CFOs in the Crosshairs as Sophisticated NetBird Spear-Phishing Campaign Unfolds

Published
Written by:
Lore Apostol
Lore Apostol
Cybersecurity & Streaming Writer

A multi-stage operation attempts to deploy NetBird onto compromised endpoints to establish persistent, encrypted backdoor access, targeting Chief Financial Officers and other finance executives across banking, energy, insurance, and investment sectors worldwide. 

Detailed by Trellix Advanced Research Center, this newly uncovered spear-phishing campaign leverages a legitimate WireGuard-based remote-access tool via fake emails.

The campaign begins with a highly targeted email masquerading as a recruitment opportunity from Rothschild & Co, enticing recipients with a supposed leadership position. 

Spear-phishing campaign installs Netbird and enables remote access
Spear-phishing campaign installs Netbird and enables remote access | Source: Trellix

Instead of delivering a PDF as promised, the message links to a Firebase-hosted phishing site hidden behind a custom math CAPTCHA, designed to evade detection by standard security tools. 

Initial URL webpage with custom CAPTCHA implementation
Initial URL webpage with custom CAPTCHA implementation | Source: Trellix

Upon solving the CAPTCHA, the victim receives a ZIP archive containing a VBS script. Execution of this script triggers a waterfall sequence that downloads additional payloads, ultimately installing both NetBird and OpenSSH silently. 

The malware establishes a concealed local administrator account, enables Remote Desktop Protocol (RDP), modifies firewall settings, and ensures persistence by auto-starting NetBird on boot. Attackers gain encrypted remote access channels while maintaining a low profile to avoid detection.

This campaign demonstrates an escalation in attacker sophistication. By leveraging trusted remote access tools, custom CAPTCHA gates, and staged scripting, adversaries are subverting traditional phishing defenses and endpoint protection strategies. 

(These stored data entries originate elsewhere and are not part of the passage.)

PR #2886, opened 2020-10-30
add scotch(par)metis to debian packaging

bska:


bska:
Merging in my capacity as release manager for the OPM 2020.10 release.

PR #2897, opened 2020-11-03
Switch default for restarting to read historic schedule

alfbr:
Unfortunately restarting without reading historic schedule is a long term effort. In order to avoid excessive problems for users, I suggest we switch the default until we are closer to support restarting without historic schedule available.

### DIFF
--- a/ebos/eclbasevanguard.hh
+++ b/ebos/eclbasevanguard.hh
@@ -138,7 +138,7 @@ struct EclStrictParsing<TypeTag, TTag::EclBaseVanguard> {
 };
 template<class TypeTag>
 struct SchedRestart<TypeTag, TTag::EclBaseVanguard> {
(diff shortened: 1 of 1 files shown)


alfbr:
jenkins build this please

joakim-hove:
Hmm; seems jenkins was a bit reluctant to take, I'll kick him again and then merge when he approves **but**:

As one of the people working on restart without the historical schedule section I can confirm that this is a complex task. Up until now the thinking has been that we have two alternatives:

1. Restart reading all schedule information from the historical schedule file.
2. Restart reading where the schedule information is assembled from the restart file.

The initial opm implementation has been of type 1, and we are currently working to reach alternative. I think maybe we will have to settle for a best effort middle ground.

joakim-hove:
jenkins build this please

Issue #3154, opened 2021-04-13
Cannot restart Norne in parallel


atgeirr:
When running the NORNE_ATW2013_RESTART.DATA case in parallel (even with just 2 processes) I get a segfault on rank 0 in the  commitWellState() call on line 636 of BlackoilWellModel_impl.hpp. The actual segfaults looks to me like it happens inside copying of a std::map object (possibly `std::map<std::string, std::pair<bool, std::vector<double>>> well_rates`) which is very odd, and could perhaps point to a memory corruption bug.

I tested by first running the regular NORNE_ATW2013.DATA case to create the UNSRT, then running the _RESTART deck modified to use that UNRST file. In serial all is fine, running the restarted case in parallel segfaults. Running in debug mode gives no additional assertation failures. (Performance is no problem since the segfaults happens before the first iteration.)

I was unable to get any further on this, but I think it is a fairly serious bug. Maybe someone could valgrind this?

blattms:
Will take a look until noon.

joakim-hove:
I have also started looking at this; my findings are a slightly different from @atgeirr. I have started with the [norne restart case](https://github.com/OPM/opm-tests/blob/master/norne/NORNE_ATW2013_RESTART.DATA)[1,2]: 
```
flow NORNE_ATW2013_RESTART.DATA
```
and also that blows up hard; so to me it looks like this can be debugged & investigated in serial.

[1]: The input deck in this case is actually broken - fix here: https://github.com/OPM/opm-tests/pull/520
[2]: The restart case loads the restart file `restart/NORNE_ATW2013.UNRST` - so it must be run from the opm-tests directory.

blattms:
Cool, you probably more familiar with restart, anyway.

joakim-hove:
Current investigations seem to be related to the well/connection objects loaded from the deck.

atgeirr:
> [1]: The input deck in this case is actually broken - fix here: [OPM/opm-tests#520](https://github.com/OPM/opm-tests/pull/520)

I was a bit curious as to why there is a separate schedule for the restart case. I assume that it contains only the schedule from the restart point to the end, and that its purpose is to verify that this works, that you do not need the full original deck schedule?

> [2]: The restart case loads the restart file `restart/NORNE_ATW2013.UNRST` - so it must be run from the opm-tests directory.

[...]

PR #3157, opened 2021-04-13
Add test which loads a restart case for norne and runs one timestep

joakim-hove:
Verifies that norne can restart; the results are not checked in any way.

Will fail hard until: https://github.com/OPM/opm-simulators/pull/3156 is merged

### DIFF
--- a/compareECLFiles.cmake
+++ b/compareECLFiles.cmake
@@ -938,6 +938,13 @@ add_test_compareECLFiles(CASENAME norne
                          PREFIX compareECLInitFiles
                          DIR_PREFIX /init)
 
+# This is not a proper regression test; the test will load a norne case prepared
+# for restart and run one single timestep - of length one day. The results are not
+# verified in any way.
+add_test(NAME NORNE_RESTART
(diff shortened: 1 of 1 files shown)


joakim-hove:
jenkins build this please

joakim-hove:
jenkins build this please

joakim-hove:
Opinions on this?

alfbr:
The test itself looks good  and is a welcome addition. I am a bit in the dark as to how it works though. I assume it requires Norne to be run in order to have something to restart from, so is it triggered when Norne is triggered?

joakim-hove:
>I am a bit in the dark as to how it works though. I assume it requires Norne to be run in order to have something to restart from, so is it triggered when Norne is triggered?

The test is run as a normal integration test in opm-simulators, it is *not* related to running the full norne model at all. The test will load a restart file (which is already located in opm-tests: https://github.com/OPM/opm-tests/tree/master/norne/restart) and then run one simulation day on that model. That takes ~7.5 seconds. The results are not verified in any way - but exit status 0 would have been enough to catch this: https://github.com/OPM/opm-simulators/issues/3154 before it happened.

The not-so-nice thing with this is that when/if the norne restart file is significantly changed someone must create an updated restart locally and update the repo, there is no automated solution for that.

alfbr:
Ah, good. Then unless somebody objects, feel free to merge at your convenience.

PR #3159, opened 2021-04-14
get bhp from thp without solving

totto82:
This makes the code for update target for thp the same for standard wells (stw) producers as for stw injectors and msw injectors and producers. 

@atgeirr Do you remember (or know) why this is done differently for the stw producers.

### DIFF
--- a/opm/simulators/wells/StandardWell_impl.hpp
+++ b/opm/simulators/wells/StandardWell_impl.hpp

Trellix notes overlaps in infrastructure with known nation-state actors, but to date, it has not attributed the activity to any specific threat group.

The geographic reach is significant, spanning financial organizations in Europe, Africa, Canada, the Middle East, and South Asia. Notably, France’s securities commission (AMF) has issued a parallel warning about similar lures.